Ethan Hawke and Anne-Marie Duff in the Lincoln Center Theater...

Ethan Hawke and Anne-Marie Duff in the Lincoln Center Theater production of "Macbeth." Credit: T. Charles Erickson

Ethan Hawke has been surprising theatergoers for years, plugging his febrile, hot-wired persona into memorable performances of Shakespeare and Chekhov, Sam Shepard and Tom Stoppard.

Director Jack O'Brien and Lincoln Center Theater have been inextricable from Hawke's transformation into a major theater actor, both in a 2003 "Henry IV" that remains a beacon of American Shakespeare and, three years later, in Stoppard's monumental "The Coast of Utopia."

Thus, when the theater announced that O'Brien would direct Hawke in "Macbeth," one may be forgiven for assuming they had an urgent reason to revisit the play that New York has seen so often in recent years.

As it turns out, that reason is not Hawke, who is oddly uncharismatic and too internalized to grab the spotlight from the tall, stark, elegantly vaulting set designed by Scott Pask. Nor is the wraithlike, well-spoken, thoughtlessly driven Lady Macbeth of Anne-Marie Duff, the fine British actress in her American debut, at the galvanizing center.

In fact, the stars of this "Macbeth" are the supernatural creatures whose presence dominates -- even overshadows -- all the mortals in a throbbing parallel universe of witches, Hecate the Queen Witch (a character often omitted) and an entourage of furry thingies that suggest a road company of "Cats."

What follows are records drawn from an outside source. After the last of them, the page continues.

PR #82, opened 2020-06-08
feat(CI): Prettier PR and push hooks

YonatanKra:
This PR will enforce a prettier check and commit on every push to a pull request.


.github/workflows/askql-ci.yaml
```diff
@@ -17,11 +17,17 @@ jobs:
     steps:
       # Checks-out your repository under $GITHUB_WORKSPACE, so your job can access it
       - uses: actions/checkout@v2
+        with:
+          ref: ${{ github.head_ref }}
+      - uses: actions/setup-node@v1
+        with:
+          node-version: "12.x"
```
mhagmajer, line 24: do we need this?

.github/workflows/askql-ci.yaml
```diff
@@ -17,11 +17,17 @@ jobs:
...
+        with:
+          node-version: "12.x"
 
-      # Runs a single command using the runners shell
       - name: Checkout and install dependencies
         run: npm install
 
-      # Runs a set of commands using the runners shell
+      - name: Format
+        run: npm run format
```
mhagmajer, line 30: Can we make it so that this files if any formatting changes are required? The expectation is that the developer should send out correctly formatted files with this PR

PR #163, opened 2020-06-15
Update the demoServer example to use the askExpressMiddleware

YonatanKra:


mhagmajer:
A few nice ideas in there 🔥👏

PR #175, opened 2020-06-16
feat(askvm): implement pretty print for AskCode objects (closes #174)

### LINKED ISSUE #174: Pretty print AskCode
When debugging, reading long lines of AskCode programs is difficult.
Instead of reading
```
block(let('c',call(get('concat'),call(get('get'),'c'),' :)')),let('a',call(get('+'),call(get('get'),'a'),1)))
```
it would be much easier to read:
```
block(
  let(
    'c',
    call(
      get(
        'concat'
      ),
      call(
        get(
          'get'
        ),
        'c'
      ),
      ' :)'
    )
  ),
  let(
    'a',
    call(
      get(
        '+'
      ),
      call(
        get(
          'get'
        ),
        'a'
      ),
      1
    )
  )
)
```

Implement a pretty-print for AskCode objects.

czerwinskilukasz1:
closes #174


mhagmajer:
Pending discussion on https://github.com/xFAANG/askql/issues/174

src/askcode/lib/AskCode.ts
```diff
@@ -30,8 +30,8 @@ export class AskCode {
 
   parent?: AskCode;
 
-  toString(): string {
-    return askCodeToSource(this);
+  toString(pretty: boolean = false): string {
```
mhagmajer, line 33: let's take an option object here instead, so:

And these weird sisters don't just squat around a cauldron and poof away. Played by men -- John Glover, Byron Jennings and Malcolm Gets -- they have long, womanly white hair, beards and zombie makeup. Glover's witch wears a fetching black negligee under his rags.

They are also embedded as characters in the court and on the battlefield, occasionally looking up in a sophisticated, impish way to make a scary face or wink. Some of this feels smart and fresh. At the other end of the spectrum, the lowest of the low points is Glover leading a "knock-knock" joke with the audience.

On the far brighter side is Richard Easton, arguably New York's foremost classicist, making King Duncan a man we actually mourn when Macbeth assassinates him. Brian D'Arcy James makes a suitably sympathetic Banquo while Daniel Sunjata is seriously pumped-up with old-time theatricality as Macduff.

Catherine Zuber's costumes range in period from Edwardian for the men to knockout strapless modernity for Lady Macbeth. The shiny round black floor is imprinted with a Middle Age design said to signify planetary magic. Oh, and Macbeth smokes a pipe with the witches as they put a spell on him. If you think about it, which may not be advisable, this gets him off the hook for all the slaughter. I suspect Shakespeare may not have been so forgiving.


WHAT "Macbeth"

WHERE Beaumont Theater, Lincoln Center

INFO $77-$157; 212-239-6200; lct.org.

BOTTOM LINE The witches upstage Hawke's Macbeth.